Shitty jobs however, are easy to get and usually dont support the cost of going to work. Whether it be McDonald's or uber, you'll have to work 60-70 hours a week to pay your bills.

Really any job that pays much less than $20 these days is questionable after expenses. If you can keep your expenses extremely low somehow, that's about the only way to have any money leftover.


----------



## oldfart (Dec 22, 2017)

Nats121 said:


> How do you propose Uber could that without incurring much higher labor costs?


not my job to judge the merits of one plan or another for Uber. All I can do or want to do is have enough information to understand my costs 
I don’t see that they would have to incur any labor costs. That’s the point (for Uber) isn’t it
Using UPS and FeEx as examples: one does well and so do their drivers 
One owns the trucks employs the drivers and does quite well and so do the drivers the other does not own the trucks and does not employ the drivers FedEx does we all but the drivers, not so much

Again just examples that could serve as models for uber


----------



## SHalester (Aug 25, 2019)

Nats121 said:


> Who's gonna do the screaming?


are we extra slow today? How many drivers here could go through an interview for a 'job'? Or do you think U/L would just, via magic, make all drivers employees and by more magic said employees would vote for a union?

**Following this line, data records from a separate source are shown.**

PR #3416, opened 2023-05-15
[FTRMT052023] Lina Zerkly

Lina-z:
Sorry, tried to solve but everything is confused I don't understand nothing is working. Jasmine is also very confusing.

### DIFF
--- a/src/movies.js
+++ b/src/movies.js
@@ -1,19 +1,62 @@
 // Iteration 1: All directors? - Get the array of all directors.
 // _Bonus_: It seems some of the directors had directed multiple movies so they will pop up multiple times in the array of directors.
 // How could you "clean" a bit this array and make it unified (without duplicates)?
-function getAllDirectors(moviesArray) {}
+
+function getAllDirectors(moviesArray) {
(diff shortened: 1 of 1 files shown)


ykztenoks:
Hey Lina!
It's a very tricky lab and there's small details to pay attention to, but don't worry, you did awesome!

For iteration 3 you might have an error because you needed to round it to 2 decimals using the [toFixed()](https://developer.mozilla.org/en-US/docs/Web/JavaScript/Reference/Global_Objects/Number/toFixed) method like such:
`return Number(average.toFixed(2))`

the [Number()](https://developer.mozilla.org/en-US/docs/Web/JavaScript/Reference/Global_Objects/Number) is because the toFixed() will turn the value into a string. You could also use `+average.toFixed(2)` as the + would have the same result.

As for iteration 5, you just forgot to access the property year from the current element, like this:
`moviesArr.sort((currentElement, prevElement) => {currentElement.year - prevElement.year}`

If you have any questions, don't hesitate to ask.

Keep it up! ✨

PR #3417, opened 2023-05-15
Solved Lab

Anpal1986:
At the iteration 4 I need some help please.

What I would do: with the function filter, I would filter the elements that have as genre:"Drama". then I would take: from the new array with the drama movies: .score (But I cant! Is always giving me as undefined :s)


TA-Remote (commented):
- Hopefully with the code along things in iteration 4 were a bit clearer :) 
- I actually had a hard time to understand what is working and what maybe isn't working:
  - When we have automated tests is a good practice to use them and pass them, and it seems you just ignored it.
  - Some of the indentation of your code still doesn't help to read it 
- You should have created the functionality inside the functions already provided

PR #3419, opened 2023-05-15
[FTRMT052023] Mary Sue Meissner

MarySueMe:


src/movies.js
```diff
@@ -1,25 +1,128 @@
...
+//       return true;
+//     } else {
+//       return false;
+//     }
+//   });
+
+//   return dramaBySpielberg.length;
+// };
+
+function howManyMovies(moviesArray) {
```
TA-Remote, line 56: For that one, because you're using a count, probably it would be easier to use the `.forEach()` method.

Another approach would be to `return movieObj.director === 'Steven Spielberg' && movieObj.genre.includes('Drama')` inside the filter, so that way it would include in the final array all the movies that have the Steven Spielberg as Director and is a Drama movie.

and because we need a number as the return we can return the length of that filter for or function `return dramaBySpielberg.length`

Putting everything together:
```
	})

}
```

TA-Remote (commented):
- Keep working, check the solutions and see if you can get more iterations done / understood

Really, do you expect if you were an employee there would be no changes? Really? Defend that.


----------



## SHalester (Aug 25, 2019)

warsaw said:


> Union dues are actually very low compared to what you get out of the membership.


Not sure how one would prove that?A union I have access to now is a few bucks a month PLUS 3%. What they offer discount wise and maybe free legal advice is certainly not worth it, so I'm not joining. 

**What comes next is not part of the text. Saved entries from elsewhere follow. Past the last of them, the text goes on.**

PR #3421, opened 2023-05-15
movies oLA bONATI

olabonati:
not so great,
no idea what I am doing wrong thta even the basic entries dont lit up green in Jasmine
got stuck on assignment 3 :(

### DIFF
--- a/src/movies.js
+++ b/src/movies.js
@@ -1,16 +1,59 @@
 // Iteration 1: All directors? - Get the array of all directors.
 // _Bonus_: It seems some of the directors had directed multiple movies so they will pop up multiple times in the array of directors.
 // How could you "clean" a bit this array and make it unified (without duplicates)?
-function getAllDirectors(moviesArray) {}
+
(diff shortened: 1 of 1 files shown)


TA-Remote:
Hey Ola!
 Good job identifying the right array methods to use in each iteration, and  retrieving the needed data 🙌
  The main reasons for your Jasmin to be completely red was that there were few syntax errors in your code. 
- When you VS is red —> find where is complaining, most of the time are parenthesis that are not matching, or wrong punctuation. VS code underline them in red.
* Tips to avoid it : keep your code indented (this is a good practice anyway😉) so that’s more readable , open and close parenthesis, then start typing you code inside, let VS code help you.

Some general suggestions on how to approach the iterations:
* Recognise what the function has to RETURN
* Type of data you are working with
* Value we need , and where it stored
* Break it in steps
* Console.log :  to see your progress, identify the data you are having before going further with another task, or whenever you need😉

if you have any other questions, please let us know🙂
keep it up with your hard work!!
Alessandra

Went my entire working life with no union, think I'll be aok.


----------



## Nats121 (Jul 19, 2017)

SHalester said:


> are we extra slow today? How many drivers here could go through an interview for a 'job'? Or do you think U/L would just, via magic, make all drivers employees and by more magic said employees would vote for a union?


For more than 9 years Uber's signed up millions of drivers without interviews, so it wouldn't be a stretch to assume Uber would continue to do the same thing with employee drivers, especially given the likelihood that many if not most of the "new" employee drivers would already be working for Uber. Uber would also continue to run background checks.

As far as a union is concerned, it would depend on what the union has to offer, but most likely the majority of drivers would support a union.



SHalester said:


> Really, do you expect if you were an employee there would be no changes? Really? Defend that.


There'd be changes, for better and for worse. The upside would be better pay for most drivers as well as all the protections and benefits that come with being an employee. There'd also be compensation for the use of their vehicles.

Another positive change would be new companies entering the market, which would be good for the drivers.

The downsides would be possible layoffs and workhour restrictions, but both would depend on Uber's ability to recruit and maintain the required number of drivers. Competition from new companies could provide more leverage for the drivers.

Drivers would lose at least some of their tax deductions as well.

Drivers would also most likely lose at least some schedule flexibility, but given the variable demand of this business, Uber would need to be flexible for their bottom line. And if enough drivers make flexibility a job requirement, Uber would have an additional reason to be flexible. Again, competition from new companies could provide more leverage for the drivers.

Drivers may have to sacrifice being allowed to work where they want and which rides they want, but again, driver demand as well as competition from new companies could require Uber to be flexible about those things as well.

The bottom line is there's plusses and minuses, and depending on who you are, one or the other would be more.

I believe at least some of the anti-employee folks would eventually come over to the "dark side" of employee status.


----------



## oldfart (Dec 22, 2017)

Nats121 said:


> Who's gonna do the screaming?
> 
> 
> 
> ...





SHalester said:


> Not sure how one would prove that?A union I have access to now is a few bucks a month PLUS 3%. What they offer discount wise and maybe free legal advice is certainly not worth it, so I'm not joining.
> 
> Went my entire working life with no union, think I'll be aok.


 My brother drove for UPS for 33 years, first in the package cars, then pulling doubles up and down I-95. He was/is a Teamster. He he retired at 55 (15 years ago)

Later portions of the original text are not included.